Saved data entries
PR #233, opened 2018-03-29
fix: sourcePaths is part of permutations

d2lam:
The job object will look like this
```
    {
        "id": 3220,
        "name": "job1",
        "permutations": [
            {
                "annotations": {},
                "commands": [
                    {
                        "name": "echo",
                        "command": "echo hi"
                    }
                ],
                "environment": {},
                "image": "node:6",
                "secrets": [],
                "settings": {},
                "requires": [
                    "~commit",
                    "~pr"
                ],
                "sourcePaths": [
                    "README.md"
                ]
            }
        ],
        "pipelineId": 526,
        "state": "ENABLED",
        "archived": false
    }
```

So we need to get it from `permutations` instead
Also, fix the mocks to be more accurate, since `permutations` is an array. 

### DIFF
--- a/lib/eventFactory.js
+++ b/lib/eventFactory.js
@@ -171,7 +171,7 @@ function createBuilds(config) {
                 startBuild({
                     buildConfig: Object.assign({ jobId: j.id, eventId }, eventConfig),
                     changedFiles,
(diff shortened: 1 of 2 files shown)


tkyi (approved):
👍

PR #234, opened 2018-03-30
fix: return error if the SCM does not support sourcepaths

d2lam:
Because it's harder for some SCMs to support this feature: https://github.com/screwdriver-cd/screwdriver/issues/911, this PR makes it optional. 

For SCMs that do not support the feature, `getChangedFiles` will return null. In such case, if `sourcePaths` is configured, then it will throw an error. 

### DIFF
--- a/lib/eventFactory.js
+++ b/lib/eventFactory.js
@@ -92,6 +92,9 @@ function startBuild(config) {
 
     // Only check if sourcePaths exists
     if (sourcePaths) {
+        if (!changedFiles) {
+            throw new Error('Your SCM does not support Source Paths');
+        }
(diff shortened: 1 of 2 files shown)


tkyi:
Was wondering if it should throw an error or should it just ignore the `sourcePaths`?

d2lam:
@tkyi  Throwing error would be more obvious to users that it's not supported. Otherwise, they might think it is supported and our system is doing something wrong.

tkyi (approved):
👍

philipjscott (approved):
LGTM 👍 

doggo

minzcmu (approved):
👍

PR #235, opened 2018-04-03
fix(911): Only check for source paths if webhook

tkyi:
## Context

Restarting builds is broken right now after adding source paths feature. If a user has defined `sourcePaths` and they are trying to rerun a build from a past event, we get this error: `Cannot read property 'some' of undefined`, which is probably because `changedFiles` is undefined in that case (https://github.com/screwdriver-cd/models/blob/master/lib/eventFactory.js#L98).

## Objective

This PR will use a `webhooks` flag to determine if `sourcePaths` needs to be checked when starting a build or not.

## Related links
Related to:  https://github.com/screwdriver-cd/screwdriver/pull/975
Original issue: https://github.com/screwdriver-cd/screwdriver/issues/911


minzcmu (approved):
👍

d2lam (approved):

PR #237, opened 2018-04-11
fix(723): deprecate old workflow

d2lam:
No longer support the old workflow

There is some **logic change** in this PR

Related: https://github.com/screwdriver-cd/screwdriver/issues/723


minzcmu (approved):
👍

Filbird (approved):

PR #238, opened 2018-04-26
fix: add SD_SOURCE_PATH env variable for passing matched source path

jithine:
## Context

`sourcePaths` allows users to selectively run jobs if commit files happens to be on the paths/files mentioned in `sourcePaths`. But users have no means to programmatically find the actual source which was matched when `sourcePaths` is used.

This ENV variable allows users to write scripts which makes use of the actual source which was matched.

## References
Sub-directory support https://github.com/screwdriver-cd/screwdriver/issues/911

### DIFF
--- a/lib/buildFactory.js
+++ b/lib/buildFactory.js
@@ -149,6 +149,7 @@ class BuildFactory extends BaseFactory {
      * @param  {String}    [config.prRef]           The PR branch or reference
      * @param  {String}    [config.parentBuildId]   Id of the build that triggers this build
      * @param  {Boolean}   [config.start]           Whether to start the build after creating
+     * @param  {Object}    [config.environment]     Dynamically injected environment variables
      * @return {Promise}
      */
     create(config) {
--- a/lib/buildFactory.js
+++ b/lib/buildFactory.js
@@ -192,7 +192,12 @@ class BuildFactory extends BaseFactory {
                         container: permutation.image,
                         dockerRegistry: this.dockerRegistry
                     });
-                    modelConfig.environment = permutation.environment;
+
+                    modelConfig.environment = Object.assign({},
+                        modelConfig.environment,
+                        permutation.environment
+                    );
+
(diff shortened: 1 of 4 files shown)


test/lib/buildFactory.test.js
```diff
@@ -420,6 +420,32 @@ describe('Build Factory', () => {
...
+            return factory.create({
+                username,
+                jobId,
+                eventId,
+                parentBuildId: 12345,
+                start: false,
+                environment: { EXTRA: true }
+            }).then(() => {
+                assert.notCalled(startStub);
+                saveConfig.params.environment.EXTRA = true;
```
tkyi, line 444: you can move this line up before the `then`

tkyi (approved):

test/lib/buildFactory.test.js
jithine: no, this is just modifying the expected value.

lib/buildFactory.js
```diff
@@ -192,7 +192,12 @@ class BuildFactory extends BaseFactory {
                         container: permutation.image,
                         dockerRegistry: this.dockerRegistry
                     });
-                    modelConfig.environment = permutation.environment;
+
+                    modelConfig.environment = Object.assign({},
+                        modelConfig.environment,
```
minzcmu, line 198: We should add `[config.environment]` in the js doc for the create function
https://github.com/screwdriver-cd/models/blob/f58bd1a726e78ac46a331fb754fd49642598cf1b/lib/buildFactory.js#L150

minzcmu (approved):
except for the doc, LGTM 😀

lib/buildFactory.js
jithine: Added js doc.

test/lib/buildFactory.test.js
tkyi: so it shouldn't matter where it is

What is being asked: Please tally the lines of the entries that contain the string "from" and reply with the count alone.

The completed task: 2